- _Required work_: Scan the listing for "proves" and copy out each line that has it.

- _Provided records_:
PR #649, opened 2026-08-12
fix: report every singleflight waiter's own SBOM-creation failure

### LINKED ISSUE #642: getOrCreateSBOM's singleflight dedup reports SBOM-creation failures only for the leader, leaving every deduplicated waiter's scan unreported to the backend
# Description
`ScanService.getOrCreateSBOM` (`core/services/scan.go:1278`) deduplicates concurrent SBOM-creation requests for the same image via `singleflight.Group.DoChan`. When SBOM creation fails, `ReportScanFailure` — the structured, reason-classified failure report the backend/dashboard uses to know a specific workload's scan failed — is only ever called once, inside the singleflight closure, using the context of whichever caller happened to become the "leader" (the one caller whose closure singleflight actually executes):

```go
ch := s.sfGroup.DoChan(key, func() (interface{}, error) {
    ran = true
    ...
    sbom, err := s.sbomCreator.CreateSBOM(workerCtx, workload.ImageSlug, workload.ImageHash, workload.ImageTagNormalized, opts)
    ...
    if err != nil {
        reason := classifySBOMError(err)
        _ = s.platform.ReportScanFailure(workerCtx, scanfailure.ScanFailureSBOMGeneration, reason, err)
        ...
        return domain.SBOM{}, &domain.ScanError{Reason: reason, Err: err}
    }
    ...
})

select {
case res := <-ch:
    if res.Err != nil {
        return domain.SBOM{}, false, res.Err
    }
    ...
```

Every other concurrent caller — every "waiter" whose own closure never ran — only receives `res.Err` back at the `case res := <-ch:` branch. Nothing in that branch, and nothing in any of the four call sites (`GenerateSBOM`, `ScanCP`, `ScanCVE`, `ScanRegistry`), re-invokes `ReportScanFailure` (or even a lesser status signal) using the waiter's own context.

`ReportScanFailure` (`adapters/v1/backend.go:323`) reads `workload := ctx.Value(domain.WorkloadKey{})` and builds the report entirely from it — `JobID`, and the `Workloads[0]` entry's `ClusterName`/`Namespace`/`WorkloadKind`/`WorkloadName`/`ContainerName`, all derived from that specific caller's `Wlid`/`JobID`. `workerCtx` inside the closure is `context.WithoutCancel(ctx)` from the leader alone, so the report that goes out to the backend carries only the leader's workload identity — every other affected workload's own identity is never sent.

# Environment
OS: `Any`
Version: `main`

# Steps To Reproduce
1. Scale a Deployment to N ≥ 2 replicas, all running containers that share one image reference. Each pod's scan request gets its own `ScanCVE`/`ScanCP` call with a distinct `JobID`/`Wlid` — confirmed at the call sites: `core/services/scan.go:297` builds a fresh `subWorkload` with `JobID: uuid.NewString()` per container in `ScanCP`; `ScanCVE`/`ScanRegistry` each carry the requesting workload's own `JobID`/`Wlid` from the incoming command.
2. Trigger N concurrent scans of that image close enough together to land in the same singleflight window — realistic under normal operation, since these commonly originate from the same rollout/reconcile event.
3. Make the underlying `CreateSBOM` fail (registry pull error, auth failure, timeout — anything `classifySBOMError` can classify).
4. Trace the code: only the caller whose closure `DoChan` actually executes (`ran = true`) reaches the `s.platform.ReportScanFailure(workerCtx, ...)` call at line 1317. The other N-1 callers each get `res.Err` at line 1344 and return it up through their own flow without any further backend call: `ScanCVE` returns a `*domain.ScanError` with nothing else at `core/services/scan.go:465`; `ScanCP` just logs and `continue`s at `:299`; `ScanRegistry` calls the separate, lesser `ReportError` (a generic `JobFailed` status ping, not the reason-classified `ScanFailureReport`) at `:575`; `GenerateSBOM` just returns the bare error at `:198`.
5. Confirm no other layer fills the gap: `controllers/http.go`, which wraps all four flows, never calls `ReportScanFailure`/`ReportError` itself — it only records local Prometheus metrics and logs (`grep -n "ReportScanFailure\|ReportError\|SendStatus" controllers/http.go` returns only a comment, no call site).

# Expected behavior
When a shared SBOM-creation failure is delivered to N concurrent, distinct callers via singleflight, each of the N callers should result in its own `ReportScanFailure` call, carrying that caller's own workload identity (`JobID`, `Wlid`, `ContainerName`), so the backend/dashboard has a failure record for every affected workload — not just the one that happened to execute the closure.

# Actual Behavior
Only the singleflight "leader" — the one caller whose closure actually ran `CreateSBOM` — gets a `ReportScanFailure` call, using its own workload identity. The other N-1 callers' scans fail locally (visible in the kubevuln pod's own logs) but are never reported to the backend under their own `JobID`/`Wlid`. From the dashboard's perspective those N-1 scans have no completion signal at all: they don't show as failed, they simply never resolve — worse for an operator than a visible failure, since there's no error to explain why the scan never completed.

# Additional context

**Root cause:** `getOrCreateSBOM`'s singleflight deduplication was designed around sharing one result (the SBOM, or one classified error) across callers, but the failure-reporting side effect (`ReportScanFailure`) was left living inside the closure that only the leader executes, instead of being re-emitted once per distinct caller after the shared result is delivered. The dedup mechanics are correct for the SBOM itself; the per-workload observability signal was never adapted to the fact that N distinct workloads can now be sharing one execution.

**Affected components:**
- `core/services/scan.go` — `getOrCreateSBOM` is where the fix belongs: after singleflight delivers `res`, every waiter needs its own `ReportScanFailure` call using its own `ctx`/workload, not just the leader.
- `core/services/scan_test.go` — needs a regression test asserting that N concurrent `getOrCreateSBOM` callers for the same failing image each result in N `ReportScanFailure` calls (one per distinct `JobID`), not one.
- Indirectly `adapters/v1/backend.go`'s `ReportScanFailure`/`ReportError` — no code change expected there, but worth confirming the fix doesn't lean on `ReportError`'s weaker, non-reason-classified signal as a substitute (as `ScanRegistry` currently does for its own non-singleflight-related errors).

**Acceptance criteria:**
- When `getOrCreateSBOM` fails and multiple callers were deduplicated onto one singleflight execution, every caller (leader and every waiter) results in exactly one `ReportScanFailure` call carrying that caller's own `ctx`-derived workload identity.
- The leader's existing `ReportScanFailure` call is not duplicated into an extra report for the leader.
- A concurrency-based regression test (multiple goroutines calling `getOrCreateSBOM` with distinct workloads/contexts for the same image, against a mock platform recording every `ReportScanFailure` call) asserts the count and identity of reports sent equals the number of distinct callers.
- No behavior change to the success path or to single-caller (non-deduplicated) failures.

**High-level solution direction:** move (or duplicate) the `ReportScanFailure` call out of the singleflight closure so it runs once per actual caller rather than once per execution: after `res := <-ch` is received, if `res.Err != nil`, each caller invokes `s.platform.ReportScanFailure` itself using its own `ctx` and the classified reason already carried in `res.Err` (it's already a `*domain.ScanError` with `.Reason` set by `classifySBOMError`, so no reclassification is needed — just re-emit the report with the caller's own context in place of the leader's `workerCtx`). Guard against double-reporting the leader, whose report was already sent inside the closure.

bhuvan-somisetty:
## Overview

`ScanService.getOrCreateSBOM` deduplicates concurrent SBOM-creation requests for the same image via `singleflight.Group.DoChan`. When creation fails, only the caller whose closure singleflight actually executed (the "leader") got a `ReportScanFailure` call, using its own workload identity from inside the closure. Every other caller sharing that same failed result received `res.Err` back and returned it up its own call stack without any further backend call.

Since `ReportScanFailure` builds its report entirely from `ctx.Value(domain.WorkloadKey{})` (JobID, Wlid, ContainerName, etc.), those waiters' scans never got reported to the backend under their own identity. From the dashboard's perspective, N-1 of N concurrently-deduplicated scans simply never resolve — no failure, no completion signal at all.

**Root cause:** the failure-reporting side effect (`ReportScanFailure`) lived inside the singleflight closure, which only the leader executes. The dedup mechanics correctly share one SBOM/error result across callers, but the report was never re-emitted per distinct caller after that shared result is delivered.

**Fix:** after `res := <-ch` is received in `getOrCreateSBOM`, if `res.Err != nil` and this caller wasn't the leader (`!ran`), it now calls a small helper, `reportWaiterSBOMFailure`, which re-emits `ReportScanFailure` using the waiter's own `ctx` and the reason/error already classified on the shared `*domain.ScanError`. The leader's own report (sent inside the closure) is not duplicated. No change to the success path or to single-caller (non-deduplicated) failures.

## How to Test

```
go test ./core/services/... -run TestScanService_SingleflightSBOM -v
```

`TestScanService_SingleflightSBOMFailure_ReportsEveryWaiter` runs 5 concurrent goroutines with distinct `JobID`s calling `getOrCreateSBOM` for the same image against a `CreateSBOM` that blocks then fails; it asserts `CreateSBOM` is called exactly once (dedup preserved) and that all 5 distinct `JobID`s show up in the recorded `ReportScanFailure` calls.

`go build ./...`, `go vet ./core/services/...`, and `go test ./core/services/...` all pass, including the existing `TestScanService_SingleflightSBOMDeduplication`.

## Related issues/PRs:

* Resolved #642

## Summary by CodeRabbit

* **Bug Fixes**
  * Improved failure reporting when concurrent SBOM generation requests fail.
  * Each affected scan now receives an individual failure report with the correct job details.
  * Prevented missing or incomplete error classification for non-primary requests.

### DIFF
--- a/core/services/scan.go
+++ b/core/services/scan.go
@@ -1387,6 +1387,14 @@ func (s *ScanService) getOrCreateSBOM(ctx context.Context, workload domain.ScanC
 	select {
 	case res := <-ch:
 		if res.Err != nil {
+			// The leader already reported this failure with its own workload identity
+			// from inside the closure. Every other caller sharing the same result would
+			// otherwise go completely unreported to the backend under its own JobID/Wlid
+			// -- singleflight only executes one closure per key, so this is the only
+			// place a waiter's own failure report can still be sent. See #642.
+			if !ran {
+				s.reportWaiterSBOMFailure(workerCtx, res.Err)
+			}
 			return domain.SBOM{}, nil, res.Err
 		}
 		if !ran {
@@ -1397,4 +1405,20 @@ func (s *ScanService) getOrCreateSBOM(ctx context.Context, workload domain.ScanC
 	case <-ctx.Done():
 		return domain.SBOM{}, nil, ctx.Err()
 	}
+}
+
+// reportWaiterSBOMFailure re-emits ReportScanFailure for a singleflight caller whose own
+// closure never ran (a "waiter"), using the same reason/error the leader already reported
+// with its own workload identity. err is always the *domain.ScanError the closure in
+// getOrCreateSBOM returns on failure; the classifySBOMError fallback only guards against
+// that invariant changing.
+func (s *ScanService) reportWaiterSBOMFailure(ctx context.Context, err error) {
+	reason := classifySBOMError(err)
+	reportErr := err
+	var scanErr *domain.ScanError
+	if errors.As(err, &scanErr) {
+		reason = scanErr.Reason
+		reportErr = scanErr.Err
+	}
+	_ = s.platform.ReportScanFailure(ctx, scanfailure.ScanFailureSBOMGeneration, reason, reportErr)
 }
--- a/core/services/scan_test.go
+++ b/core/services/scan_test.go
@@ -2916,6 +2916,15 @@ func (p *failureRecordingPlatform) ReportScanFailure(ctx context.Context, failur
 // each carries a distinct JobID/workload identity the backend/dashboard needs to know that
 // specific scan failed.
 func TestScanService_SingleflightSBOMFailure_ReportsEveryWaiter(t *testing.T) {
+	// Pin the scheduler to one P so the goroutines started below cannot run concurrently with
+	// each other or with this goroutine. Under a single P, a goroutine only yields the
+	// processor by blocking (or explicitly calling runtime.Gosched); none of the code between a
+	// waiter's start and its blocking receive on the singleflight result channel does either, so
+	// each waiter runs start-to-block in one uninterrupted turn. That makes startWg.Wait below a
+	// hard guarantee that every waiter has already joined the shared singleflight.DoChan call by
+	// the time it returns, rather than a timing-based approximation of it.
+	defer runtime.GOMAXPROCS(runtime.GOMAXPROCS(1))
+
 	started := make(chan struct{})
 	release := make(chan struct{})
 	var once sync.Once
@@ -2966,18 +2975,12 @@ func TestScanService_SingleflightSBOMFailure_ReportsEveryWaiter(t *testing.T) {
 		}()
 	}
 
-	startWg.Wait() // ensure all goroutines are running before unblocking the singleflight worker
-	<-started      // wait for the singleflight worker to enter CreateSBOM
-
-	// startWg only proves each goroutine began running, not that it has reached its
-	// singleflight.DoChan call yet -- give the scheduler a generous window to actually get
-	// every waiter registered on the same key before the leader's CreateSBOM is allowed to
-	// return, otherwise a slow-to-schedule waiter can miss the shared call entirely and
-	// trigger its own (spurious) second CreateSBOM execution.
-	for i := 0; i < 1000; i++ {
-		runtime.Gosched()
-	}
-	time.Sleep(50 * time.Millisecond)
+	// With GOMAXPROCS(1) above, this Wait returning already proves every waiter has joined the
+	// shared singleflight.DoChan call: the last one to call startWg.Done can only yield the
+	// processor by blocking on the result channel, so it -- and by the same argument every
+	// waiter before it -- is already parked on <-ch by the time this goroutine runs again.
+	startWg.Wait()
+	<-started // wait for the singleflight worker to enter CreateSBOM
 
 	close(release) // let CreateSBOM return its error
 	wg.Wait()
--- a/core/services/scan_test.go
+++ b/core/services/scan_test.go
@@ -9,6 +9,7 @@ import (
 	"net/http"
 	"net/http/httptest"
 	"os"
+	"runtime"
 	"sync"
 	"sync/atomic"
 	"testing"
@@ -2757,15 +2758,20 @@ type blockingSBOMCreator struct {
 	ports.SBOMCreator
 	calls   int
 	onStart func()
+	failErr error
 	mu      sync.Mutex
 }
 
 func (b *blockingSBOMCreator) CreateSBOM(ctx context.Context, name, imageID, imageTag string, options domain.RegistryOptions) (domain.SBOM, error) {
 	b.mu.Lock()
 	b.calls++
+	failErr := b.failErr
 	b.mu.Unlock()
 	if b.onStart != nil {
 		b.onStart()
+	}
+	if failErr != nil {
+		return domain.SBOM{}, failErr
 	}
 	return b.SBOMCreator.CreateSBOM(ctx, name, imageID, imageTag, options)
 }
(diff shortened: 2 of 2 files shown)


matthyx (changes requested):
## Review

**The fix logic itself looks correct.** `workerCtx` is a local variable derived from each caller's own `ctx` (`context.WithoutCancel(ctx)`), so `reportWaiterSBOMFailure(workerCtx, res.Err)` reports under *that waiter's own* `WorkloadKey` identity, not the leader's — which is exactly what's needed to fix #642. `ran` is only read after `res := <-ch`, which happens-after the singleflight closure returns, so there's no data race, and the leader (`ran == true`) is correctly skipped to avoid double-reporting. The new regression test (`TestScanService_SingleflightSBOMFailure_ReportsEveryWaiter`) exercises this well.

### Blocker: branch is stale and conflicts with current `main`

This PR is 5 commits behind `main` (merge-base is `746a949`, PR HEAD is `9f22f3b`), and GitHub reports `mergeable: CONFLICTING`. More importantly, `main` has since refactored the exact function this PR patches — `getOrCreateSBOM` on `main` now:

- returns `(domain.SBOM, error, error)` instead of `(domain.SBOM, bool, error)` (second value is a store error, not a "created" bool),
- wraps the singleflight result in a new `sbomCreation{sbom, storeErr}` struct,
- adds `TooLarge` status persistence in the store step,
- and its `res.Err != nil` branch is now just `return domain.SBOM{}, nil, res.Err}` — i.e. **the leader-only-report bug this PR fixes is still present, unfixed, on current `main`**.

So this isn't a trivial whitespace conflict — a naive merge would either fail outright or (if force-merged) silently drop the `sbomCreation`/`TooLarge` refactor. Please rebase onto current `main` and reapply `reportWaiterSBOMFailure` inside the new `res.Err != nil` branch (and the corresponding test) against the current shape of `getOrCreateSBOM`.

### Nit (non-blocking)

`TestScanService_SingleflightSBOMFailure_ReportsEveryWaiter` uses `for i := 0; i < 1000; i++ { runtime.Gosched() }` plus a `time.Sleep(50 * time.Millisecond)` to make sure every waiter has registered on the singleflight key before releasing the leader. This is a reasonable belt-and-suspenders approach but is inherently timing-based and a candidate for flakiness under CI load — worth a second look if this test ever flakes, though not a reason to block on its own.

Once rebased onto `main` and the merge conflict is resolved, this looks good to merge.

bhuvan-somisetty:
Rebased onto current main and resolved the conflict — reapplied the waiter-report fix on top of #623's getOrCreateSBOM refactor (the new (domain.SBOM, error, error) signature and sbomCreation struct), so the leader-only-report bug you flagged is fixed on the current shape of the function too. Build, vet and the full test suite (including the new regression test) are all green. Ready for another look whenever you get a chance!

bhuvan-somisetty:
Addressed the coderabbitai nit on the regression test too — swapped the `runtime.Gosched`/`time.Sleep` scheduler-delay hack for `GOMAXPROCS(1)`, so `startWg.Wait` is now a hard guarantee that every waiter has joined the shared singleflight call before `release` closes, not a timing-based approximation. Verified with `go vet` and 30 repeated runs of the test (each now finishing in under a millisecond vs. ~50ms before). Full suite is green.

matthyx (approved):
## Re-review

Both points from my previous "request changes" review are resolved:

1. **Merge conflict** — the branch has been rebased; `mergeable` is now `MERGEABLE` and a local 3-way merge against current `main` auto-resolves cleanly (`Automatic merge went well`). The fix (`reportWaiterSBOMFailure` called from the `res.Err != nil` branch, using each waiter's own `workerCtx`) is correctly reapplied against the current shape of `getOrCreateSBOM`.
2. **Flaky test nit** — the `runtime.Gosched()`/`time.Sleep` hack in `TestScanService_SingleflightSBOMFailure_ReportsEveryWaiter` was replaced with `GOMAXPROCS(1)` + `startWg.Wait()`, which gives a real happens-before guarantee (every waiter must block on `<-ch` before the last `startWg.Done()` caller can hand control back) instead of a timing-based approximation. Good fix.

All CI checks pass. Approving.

- _Response_:
-	// startWg only proves each goroutine began running, not that it has reached its
+	// With GOMAXPROCS(1) above, this Wait returning already proves every waiter has joined the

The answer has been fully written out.